Diana Alt [00:43:18]:
I want some more. That it can make sense if you have. If you haven't already decided that you want to do an LLC at the outset.

Matthew Copple [00:43:25]:
So it's like, I think it was 50 bucks. And you don't have. You don't have to re register every year.

Diana Alt [00:43:31]:
Oh, yeah, we have to re register. It's like a report, but still 50 bucks. Now, California, different story. That's like $900 or something like that. And there's a lot of rules that even if you're in Missouri, like, there are reasons you could have to also incorporate in California if you don't play your cards right. So, like, it's not for faint of heart, but when you're doing limited local work, it's pretty easy to do the very first steps. So something that I thought about a lot, I actually started thinking about this when I had my first 1099 consulting job that was paid to me. It was for project management.

Diana Alt [00:44:10]:
Did it get again? AMC. Shout out AMC. But there's like a switch that flips between W2 and what we do now.

Matthew Copple [00:44:22]:
Oh yeah.

Diana Alt [00:44:23]:
So talk to us a little bit about some of the similarities and differences that you see in the W2 consultant life. Sorry the W2 full timer life versus that independent consultant life.

Matthew Copple [00:44:41]:
There's nobody, there's nobody that's going to call when you don't get up in the morning. Right. That's the biggest difference. Right. You know, if you, if you're feeling bad, you have to call into, you have to call in sick at work and if you don't, somebody's probably going to be checking up on you.

Diana Alt [00:44:59]:
Yeah.

Matthew Copple [00:44:59]:
To see if you're okay or if you're gonna show up. Right. There's nobody to, to hold. To hold account to. There's a, there's a fun little meme out on Facebook with, with otters in it and, and it says, you know, Steve wanted to call in. Steve being the otter, he wanted to call in sick. But he knew, but he knew the boss knew he was lying. And that's because Steve was the, was the boss.

Diana Alt [00:45:24]:
Right. I always say I'm the boss I've ever had.

Matthew Copple [00:45:29]:
There's. I am, I'm, I'm awful. And you know, I, it's. I often tell people this is the most fun I've ever had working twice as many hours for half as much money.

Diana Alt [00:45:40]:
Same.

Matthew Copple [00:45:45]:
And so that's the biggest thing is, is that there is nothing to keep you accountable when you become a business owner if you are not self disciplined enough to be able to discipline yourself, to get up in the morning and to do the hard things. You know, when you're a W2 employee, there's always that. I had a boss who used to always say I would get, I'm kind of a craftsman in that I really like to do. I'm a perfectionist and I really like to do the right job at the right time and I like things to be perfect. And his. He would come to me and I would be working late one night and he would just say, you know Matt, the work will still be there tomorrow morning. Go home. Right.

Diana Alt [00:46:31]:
So you have to discipline.

Matthew Copple [00:46:33]:
Work may not be there tomorrow morning.

Diana Alt [00:46:36]:
Well, what's interesting about it is like it depends on how you structure your business. And this is kind of some of the stuff that evolves over time. But I now have. In my business, I work really Hard to not have too many fixed deliverables. So right now, most of the time, the only thing is, if someone hires me to do a workshop, which I try to have prepared workshops so that it's minimal, like, oh yeah, show up on the day of the workshop and do it. But I've already developed it in the past. That's the ideal. But I try not to have firm dates because I just know that, number one, I've had some like, autoimmune health issues and I don't want like someone depending hardcore on me to deliver exactly on Monday or they're screwed if it's not till Tuesday, because what if my body fails me? But at the same time, that doesn't work for every type of business.

Diana Alt [00:47:33]:
You know, if you're embedded inside a software engineering team, working on a product that has to be delivered to the market, that hits different. So what is something else that's different about the W2 versus the solo consultant vibe?

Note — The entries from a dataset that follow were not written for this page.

PR #1300, opened 2020-09-21
Add FormatExtensionResolver

### LINKED ISSUE #1198: Formats and extensions
I know that this issue been already discussed many times, but it's 2019th and all issues are set to closed while bug is still there. Steps to reproduce:
```
liip_imagine:
    driver: "gd"
    filter_sets:
        cover_full:
            data_loader:           cover
            format:                jpeg
            jpeg_quality:          100
            filters:
                auto_rotate: ~
                strip: ~

                thumbnail:
                    size:          [835, 470]
                    mode:          outbound
                    allow_upscale: true
```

Matthew Copple [00:47:51]:
Well, and I know that all these things sound. Probably don't sound positive and, and I don't want them to sound negative, but you don't know if the paycheck is coming next week.

Diana Alt [00:48:04]:
You know what I say? The people that are like, this was the switch that had to flip for me, two switches. Number one, it's, it's actually. When it. When I realized it was actually insane to get a hundred percent of your income from one source, that was one switch that flipped. And that flipped earlier for me. I was still in corporate America and I started having this because I worked at a company where like 30% of the revenue was derived off one client. And it was a pretty big company and I saw what negative impacts that had. So it's like, well, 30% is bad for this company.

Diana Alt [00:48:41]:
Like, how is 100% good for me? And I started doing more things on the side and also building a brand by, like, even if I spoke free, I was speaking at conferences and things.

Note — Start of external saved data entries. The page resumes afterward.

PR #1302, opened 2020-10-27
Update aws_s3.rst with clarifications re service setup

manuelkiessling:
| Q | A
| --- | ---
| Branch? | 2.0
| Bug fix? | no
| New feature? | no
| BC breaks? | no
| Deprecations? | no
| Tests pass? | yes
| Fixed tickets |
| License | MIT
| Doc PR |

After struggling to set up LiipImagineBundle in an AWS EC2 environment where we do not want to use hard coded AWS API credentials, but instead rely on attaching an IAM role to our EC2 instances, I realized that the current documentation lacks some relevant information.

### DIFF
--- a/Resources/doc/cache-resolver/aws_s3.rst
+++ b/Resources/doc/cache-resolver/aws_s3.rst
@@ -92,13 +92,12 @@ While creating the resolver through a factory using the configuration above does
 it can sometimes be neccessary to create the resolver as a service.
 
 .. tip::
-    For example, this is required if you do not want
-    to connect to S3 using hardcoded AWS credentials, but instead your code will run on an AWS EC2 instance with
-    an assumed IAM role for AWS API authentication. In this case, simply setting up the resolver through a
-    factory configuration block and leaving out the `credentials` block won't cut it. Instead, you need to
-    set up the resolver as a service as shown below, passing an S3Client - this way, the resolver will talk
-    to the AWS API via the S3Client, and the S3Client can be configured without explicit credentials, in which
-    case it will resolve to using the assumed role attached to the EC2 instance.
+    For example, this is required if you do not want to hard code AWS credentials for your resolver, but
+    instead make it use the `Default Credential Provider Chain`_ within AWS (for example, because you are
+    running this on an EC2 instance which is already attached to an IAM role with the required permissions).
+    In this case, simply setting up the resolver through a factory configuration block and leaving out
+    the credentials block won't cut it. Instead, you need to set up the resolver as a service as shown
+    below, passing an S3Client.
 
 You have to set up the services required:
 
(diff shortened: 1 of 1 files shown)


Resources/doc/cache-resolver/aws_s3.rst
```diff
@@ -88,6 +88,18 @@ Create Resolver from a Factory
...
+it can sometimes be neccessary to create the resolver as a service.
+
+.. tip::
+    For example, this is required if you do not want
+    to connect to S3 using hardcoded AWS credentials, but instead your code will run on an AWS EC2 instance with
+    an assumed IAM role for AWS API authentication. In this case, simply setting up the resolver through a
+    factory configuration block and leaving out the `credentials` block won't cut it. Instead, you need to
+    set up the resolver as a service as shown below, passing an S3Client - this way, the resolver will talk
+    to the AWS API via the S3Client, and the S3Client can be configured without explicit credentials, in which
+    case it will resolve to using the assumed role attached to the EC2 instance.
```
dbu, line 101: i tried shortening this. what do you think?

When you create the resolver as a service, this allows you to pass an S3Client. When running in an AWS EC2 instance, the S3Client can be configured without explicit credentials, making it resolve the credentials using the assumed role attached to the EC2 instance. That way, you can set up an S3 resolver without having to configure the credentials (which you can't know because they depend on the instance).

dbu (approved):
thanks! yeah explaining the "why" is a good practice in documentation.

i am not sure if EC2 provides the credentials as environment variables, so that newer symfony versions would actually allow to configure the credentials that way, but when the S3Client handles this automatically, your solution sounds to me like the right way to handle this.

Resources/doc/cache-resolver/aws_s3.rst
manuelkiessling: @dbu Love it, much better. One change proposal for your change proposal, though - leave the last sentence out!

> i am not sure if EC2 provides the credentials as environment variables, so that newer symfony versions would actually allow to configure the credentials that way, but when the S3Client handles this automatically, your solution sounds to me like the right way to handle this.

Not automatically. However, using an S3Client as the middle-man makes the setup automatically use the "Default Credential Provider Chain" of AWS, as explained in https://docs.aws.amazon.com/sdk-for-php/v3/developer-guide/guide_credentials.html

Maybe this is the way to put it:

>  For example, this is required if you do not want to hard code AWS credentials for your resolver, but instead make it use the Default Credential Provider Chain within AWS (for example, because you are running this on an EC2 instance which is attached to an IAM role with the required permissions). In this case, simply setting up the resolver through a factory configuration block and leaving out the `credentials` block won't cut it. Instead, you need to set up the resolver as a service as shown below, passing an S3Client.

dbu: sounds good :+1: 

you could link "Default Credential Provider Chain" in the text to that link you gave, for extra context.

manuelkiessling: @dbu Done.

PR #1304, opened 2020-10-29
fix naming of imagine in composer dependency as uppercase is no longer ok

dbu:


dbu:
hm, thats version 1 branch, i guess we should not bother with it anymore...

Matthew Copple [00:48:53]:
It took me longer to figure that part out, to be quite honest with you.

Diana Alt [00:48:58]:
That had. I had a lot of exposure to some really excellent entrepreneurs at a phase in my life. Like, that was really important for me. But I had that light switch flip and I was like, oh. And then I'd also been laid off three times in my career. And I thought, it's a fiction that we're going to get paid on every other Friday anyway. We can have that any day. We can be told your services are no longer required.

Diana Alt [00:49:24]:
No one is legally required in the US to pay severance. It's a nice thing if they do it. Unemployment is peanuts. Like the stability. The idea of job security. I had the harsh realization of exactly how much of a fiction that was. And that made the transition easy.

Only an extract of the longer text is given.